* [DATA FOR REVIEW]

PR #2737, opened 2024-09-09
eager workflow: use event loop instead of asyncio.run

cosmicBboy:

The `entrypoint._dispatch_execute` function used `asyncio.run` to run the coroutine. The problem with this is that it closes the event loop, which cause the following error related to task data persistence:

```
[1/1] currentAttempt done. Last Error: USER::
[ajwx7zsjbghhfzhpzhnv-f4usdeia-0] terminated with exit code (1). Reason [Error]. Message: 
micromamba/envs/runtime/bin/pyflyte-execute", line 8, in <module>
    sys.exit(execute_task_cmd())
             ^^^^^^^^^^^^^^^^^^
  File "/opt/micromamba/envs/runtime/lib/python3.11/site-packages/click/core.py", line 1157, in __call__
    return self.main(*args, **kwargs)
           ^^^^^^^^^^^^^^^^^^^^^^^^^^
  File "/opt/micromamba/envs/runtime/lib/python3.11/site-packages/click/core.py", line 1078, in main
    rv = self.invoke(ctx)
         ^^^^^^^^^^^^^^^^
  File "/opt/micromamba/envs/runtime/lib/python3.11/site-packages/click/core.py", line 1434, in invoke
    return ctx.invoke(self.callback, **ctx.params)
           ^^^^^^^^^^^^^^^^^^^^^^^^^^^^^^^^^^^^^^^
  File "/opt/micromamba/envs/runtime/lib/python3.11/site-packages/click/core.py", line 783, in invoke
    return __callback(*args, **kwargs)
           ^^^^^^^^^^^^^^^^^^^^^^^^^^^
  File "/opt/micromamba/envs/runtime/lib/python3.11/site-packages/flytekit/bin/entrypoint.py", line 528, in execute_task_cmd
    _execute_task(
  File "/opt/micromamba/envs/runtime/lib/python3.11/site-packages/flytekit/bin/entrypoint.py", line 403, in _execute_task
    _dispatch_execute(ctx, load_task, inputs, output_prefix)
  File "/opt/micromamba/envs/runtime/lib/python3.11/site-packages/flytekit/bin/entrypoint.py", line 180, in _dispatch_execute
    ctx.file_access.put_data(ctx.execution_state.engine_dir, output_prefix, is_multipart=True)
  File "/opt/micromamba/envs/runtime/lib/python3.11/site-packages/flytekit/core/data_persistence.py", line 592, in put_data
    raise FlyteAssertion(
flytekit.exceptions.user.FlyteAssertion: USER:AssertionError: error=Failed to put data from /tmp/flytei9z9be0x/local_flytekit/engine_dir to unionmeta://opta-gcp-serverless-1-union-us-central1/cosmicbboy/flytesnacks-development-ajwx7zsjbghhfzhpzhnv/testeagerserverlesssimpleeagerworkflow/data/0 (recursive=True).

Original exception: There is no current event loop in thread 'MainThread'., cause=There is no current event loop in thread 'MainThread'.
Error in sys.excepthook:

Original exception was:
.
```

Execution on [Union serverless](https://serverless.union.ai/org/cosmicbboy/projects/flytesnacks/domains/development/executions/ajwx7zsjbghhfzhpzhnv)

Use `get_event_loop().run_until_complete(<coroutine>)` instead so that the event loop isn't closed.

## How was this patch tested?

Tested on serverless:

```python
import os
from union.remote import UnionRemote
from union._config import _get_config_obj

flytekit = "git+https://github.com/flyteorg/flytekit@688569c37930be2640a418407ed75e6afb6b9037"

image = ImageSpec(
    name="flytekit-eager",
    packages=["flytekit", flytekit],
    apt_packages=["git"],
)


@task(container_image=image)
def add_one(x: int) -> int:
    return x + 1


@task(container_image=image)
def double(x: int) -> int:
    return x * 2


@eager(
    container_image=image,
    remote=UnionRemote(_get_config_obj(None, default_to_union_semantics=False)),
    client_secret_key="serverless-1-cosmicbboy-niels-functional-testing",  # replace with your own secret
    client_secret_env_var="UNION_SERVERLESS_API_KEY",
)
    out = await add_one(x=x)
    if out < 0:
        return -1
    return await double(x=out)

```

Run with:

```
union run --remote test_eager_serverless.py simple_eager_workflow --x 5
```

### DIFF
--- a/flytekit/bin/entrypoint.py
+++ b/flytekit/bin/entrypoint.py
@@ -9,6 +9,7 @@ import subprocess
 import sys
 import tempfile
 import traceback
+import warnings
 from sys import exit
 from typing import Callable, List, Optional
 
@@ -68,6 +69,23 @@ def _compute_array_job_index():
     return offset
 
 
+def _get_working_loop():
+    """Returns a running event loop."""
+    try:
+        return asyncio.get_running_loop()
+    except RuntimeError:
+        with warnings.catch_warnings():
+            warnings.simplefilter("error", DeprecationWarning)
+            try:
+                return asyncio.get_event_loop_policy().get_event_loop()
+            # Since version 3.12, DeprecationWarning is emitted if there is no
+            # current event loop.
+            except DeprecationWarning:
+                loop = asyncio.get_event_loop_policy().new_event_loop()
+                asyncio.set_event_loop(loop)
+                return loop
+
+
 def _dispatch_execute(
     ctx: FlyteContext,
     load_task: Callable[[], PythonTask],
@@ -107,7 +125,7 @@ def _dispatch_execute(
         if inspect.iscoroutine(outputs):
             # Handle eager-mode (async) tasks
             logger.info("Output is a coroutine")
-            outputs = asyncio.get_running_loop().run_until_complete(outputs)
+            outputs = _get_working_loop().run_until_complete(outputs)
 
         # Step3a
         if isinstance(outputs, VoidPromise):
--- a/flytekit/bin/entrypoint.py
+++ b/flytekit/bin/entrypoint.py
@@ -107,8 +107,7 @@ def _dispatch_execute(
         if inspect.iscoroutine(outputs):
             # Handle eager-mode (async) tasks
             logger.info("Output is a coroutine")
-            with asyncio.Runner() as runner:
-                outputs = runner.run(outputs)
+            outputs = asyncio.get_event_loop().run_until_complete(outputs)
 
         # Step3a
         if isinstance(outputs, VoidPromise):
--- a/flytekit/bin/entrypoint.py
+++ b/flytekit/bin/entrypoint.py
@@ -107,7 +107,8 @@ def _dispatch_execute(
         if inspect.iscoroutine(outputs):
             # Handle eager-mode (async) tasks
             logger.info("Output is a coroutine")
-            outputs = asyncio.get_event_loop().run_until_complete(outputs)
+            with asyncio.Runner() as runner:
+                outputs = runner.run(outputs)
 
         # Step3a
         if isinstance(outputs, VoidPromise):
--- a/flytekit/bin/entrypoint.py
+++ b/flytekit/bin/entrypoint.py
@@ -107,7 +107,7 @@ def _dispatch_execute(
         if inspect.iscoroutine(outputs):
             # Handle eager-mode (async) tasks
             logger.info("Output is a coroutine")
-            outputs = asyncio.get_event_loop().run_until_complete(outputs)
+            outputs = asyncio.get_running_loop().run_until_complete(outputs)
 
         # Step3a
         if isinstance(outputs, VoidPromise):
--- a/flytekit/bin/entrypoint.py
+++ b/flytekit/bin/entrypoint.py
@@ -107,7 +107,7 @@ def _dispatch_execute(
         if inspect.iscoroutine(outputs):
             # Handle eager-mode (async) tasks
             logger.info("Output is a coroutine")
-            outputs = asyncio.run(outputs)
+            outputs = asyncio.get_event_loop().run_until_complete(outputs)
 
         # Step3a
         if isinstance(outputs, VoidPromise):
--- a/tests/flytekit/unit/experimental/test_eager_workflows.py
+++ b/tests/flytekit/unit/experimental/test_eager_workflows.py
@@ -1,4 +1,5 @@
 import asyncio
+import mock
 import os
 import sys
 import typing
@@ -9,8 +10,13 @@ import pytest
 from hypothesis import given
 
 from flytekit import dynamic, task, workflow
+
+from flytekit.bin.entrypoint import _dispatch_execute
+from flytekit.core import context_manager
+from flytekit.core.promise import VoidPromise
 from flytekit.exceptions.user import FlyteValidationException
 from flytekit.experimental import EagerException, eager
+from flytekit.models import literals as _literal_models
 from flytekit.types.directory import FlyteDirectory
 from flytekit.types.file import FlyteFile
 from flytekit.types.structured import StructuredDataset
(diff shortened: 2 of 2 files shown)


flytekit/bin/entrypoint.py
```diff
@@ -107,7 +107,7 @@ def _dispatch_execute(
         if inspect.iscoroutine(outputs):
             # Handle eager-mode (async) tasks
             logger.info("Output is a coroutine")
-            outputs = asyncio.run(outputs)
+            outputs = asyncio.get_event_loop().run_until_complete(outputs)
```
thomasjpfan, line 110: Is there a good way to add a unit test for this?

eapolinario (commented):
(You shared a serverless execution. How can I view it?)

Based on the exception in the description, can you explain why the [AsyncUnionMetaFS](https://github.com/unionai/unionai/blob/fca561fe6f4b1ab0a6e4f77708f87cb4c2013886/union/filesystems/_unionmetafs.py#L47) filesystem is failing? More specifically, Why aren't we seeing the exception being bubbled up from there? I'm assuming that there's something weird going on with [these two lines](https://github.com/unionai/unionai/blob/fca561fe6f4b1ab0a6e4f77708f87cb4c2013886/union/filesystems/_unionmetafs.py#L55-L56) in the implementation of the unionmeta fs, but I'm not sure what yet.

Is it easy to repro this? If so, can we try using a [Runner](https://docs.python.org/3/library/asyncio-runner.html#runner-context-manager) in the entrypoint instead?

As a minor issue, we have other [uses](https://github.com/search?q=repo%3Aflyteorg%2Fflytekit%20asyncio.run&type=code) of `asyncio.run` in the codebase. Does it make sense to go over each one and ensure that its use is appropriate? This can be done in a separate PR / investigation.

cosmicBboy:
@eapolinario I added a unit test on this PR, the `asyncio.Runner` approach works. (You can repro the Mainthread error if you switch the changed like back to `asyncio.run`.

cosmicBboy:
@eapolinario I can confirm that the error message
```
Original exception: There is no current event loop in thread 'MainThread'., cause=There is no current event loop in thread 'MainThread'.
```
only crops up in serverless (the eager workflow succeeds in flyte sandbox). Going to investigate a solution in the `unionai` repo.

flytekit/bin/entrypoint.py
wild-endeavor: I think `get_running_loop` is preferred over `get_event_loop`, can we try with that?

wild-endeavor: see [comment](https://github.com/python/cpython/issues/96377#issuecomment-1258819222) here for more information, but it's the more thread-safe variant... doesn't really come into play here, but i think better practice.

wild-endeavor:
Okay merging this PR if we need to to unblock something on serverless, but yeah the solution should be investigated on the union side.

I'm still trying to work through some of the async loop semantics, but I think the unit test as it's written is kinda doing the opposite of what we want.  I don't fully understand async loop lifecycles yet and how to get them to not conflict, but I feel like in `entrypoint.py` at least, (and assuming we don't interfere with core functionality like grpc), `_dispatch_execute` should be able to run it's own event loop lifecycle.  That is, we should be able to call `loop.close()` inside of `_dispatch_execute`.  This means that after dispatch execute ends, a loop _shouldn't_ be available.

* @EngHabu do you remember why [those lines](https://github.com/unionai/unionai/blob/66dcde98bb685ad61d77c5c8fa054892acdc146a/union/filesystems/_unionmetafs.py#L55) are in the filesystem?  They're also in the [non-meta fs](https://github.com/unionai/unionai/blob/66dcde98bb685ad61d77c5c8fa054892acdc146a/union/filesystems/_unionfs.py#L102-L103).  If both are created at the same time, won't they conflict?  If you remember the error/repro at all, can you share?  I wanna see if I can play around and understand what's happening.

wild-endeavor:
I think this might be relevant: https://github.com/grpc/grpc/issues/32480#issuecomment-1499972980

Maybe the original issue was that there was no event loop, so we grabbed it from the loop in the grpc.aio channel?

The OP in the issue suggests it might work if we delay instantiation of the channel until we're already in an async context?  Like, don't call `_create_channel` until we're in the body of some async function (which is annoying cuz it means we'll have to add it to every function), and then somewhere in flytekit, set up a loop?

cosmicBboy:
> Why is the unit test you're adding failing in CI?

No idea why it's flaky... failing tests will pass when I retry it enough times.

cosmicBboy:
@eapolinario I changed the unit testing strategy: basically I tried to recapitulate what the UnionFS classes were doing prior to @thomasjpfan's PR: https://github.com/unionai/unionai/pull/393. Just testing that the event loop set in the test is still available (and is equal to) the event loop after the dispatch call.

tests/flytekit/unit/experimental/test_eager_workflows.py
```diff
@@ -275,3 +281,29 @@ async def eager_wf_flyte_directory() -> str:
...
+
+    ctx = context_manager.FlyteContext.current_context()
+    with context_manager.FlyteContextManager.with_context(
+        ctx.with_execution_state(
+            ctx.execution_state.with_params(mode=context_manager.ExecutionState.Mode.TASK_EXECUTION)
+        )
+    ) as ctx:
+        loop = asyncio.new_event_loop()
+        asyncio.set_event_loop(loop)
+        asyncio.events.set_event_loop(loop)
```
thomasjpfan, line 306: Is setting the event loop safe to do in a test?

cosmicBboy: not sure, but perplexity seems to think so: https://www.perplexity.ai/search/is-asyncio-set-event-loop-safe-MXeyb8O3QPyddzGacsrRqA

A relevant reference is: https://github.com/pytest-dev/pytest-asyncio/issues/80

cosmicBboy: even better, the pytest-asyncio library has an `event_loop` fixture

tests/flytekit/unit/experimental/test_eager_workflows.py
```diff
@@ -275,3 +281,26 @@ async def eager_wf_flyte_directory() -> str:
...
+
+    ctx = context_manager.FlyteContext.current_context()
+    with context_manager.FlyteContextManager.with_context(
+        ctx.with_execution_state(
+            ctx.execution_state.with_params(mode=context_manager.ExecutionState.Mode.TASK_EXECUTION)
+        )
+    ) as ctx:
+        _dispatch_execute(ctx, lambda: eager_wf, "inputs path", "outputs prefix")
+        loop_after_execute = asyncio.get_event_loop_policy().get_event_loop()
+        assert event_loop == loop_after_execute
```
wild-endeavor, line 306: assuming the fix goes in on the union side, i still feel like this assert should fail.

wild-endeavor:
do we have to consider this?  https://github.com/fsspec/filesystem_spec/blob/76ca4a68885d572880ac6800f079738df562f02c/fsspec/asyn.py#L128  the windows specific policy.

they're planning on deprecating policies in favor of runners right?  but for older versions of python will we need to do something similar?

tests/flytekit/unit/experimental/test_eager_workflows.py
wild-endeavor: posted some thoughts on the other pr, which basically wraps the whole _dispatch_execute call in an event loop so one is there if necessary.

wild-endeavor (approved):

cosmicBboy:
Can we merge this? @wild-endeavor @eapolinario @thomasjpfan

wild-endeavor:
i was planning on merging on monday if that's okay?  was going to test it some more with the union lib just to make sure if that's alright.

wild-endeavor:
still testing this.  give me until tomorrow - running into other issues and having trouble repro'ing this original issue in serverless.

* [WHAT TO DO]
In the entries above, find each line with the word "blob" and return it.

* [RESPONSE BELOW]
Based on the exception in the description, can you explain why the [AsyncUnionMetaFS](https://github.com/unionai/unionai/blob/fca561fe6f4b1ab0a6e4f77708f87cb4c2013886/union/filesystems/_unionmetafs.py#L47) filesystem is failing? More specifically, Why aren't we seeing the exception being bubbled up from there? I'm assuming that there's something weird going on with [these two lines](https://github.com/unionai/unionai/blob/fca561fe6f4b1ab0a6e4f77708f87cb4c2013886/union/filesystems/_unionmetafs.py#L55-L56) in the implementation of the unionmeta fs, but I'm not sure what yet.
* @EngHabu do you remember why [those lines](https://github.com/unionai/unionai/blob/66dcde98bb685ad61d77c5c8fa054892acdc146a/union/filesystems/_unionmetafs.py#L55) are in the filesystem?  They're also in the [non-meta fs](https://github.com/unionai/unionai/blob/66dcde98bb685ad61d77c5c8fa054892acdc146a/union/filesystems/_unionfs.py#L102-L103).  If both are created at the same time, won't they conflict?  If you remember the error/repro at all, can you share?  I wanna see if I can play around and understand what's happening.
do we have to consider this?  https://github.com/fsspec/filesystem_spec/blob/76ca4a68885d572880ac6800f079738df562f02c/fsspec/asyn.py#L128  the windows specific policy.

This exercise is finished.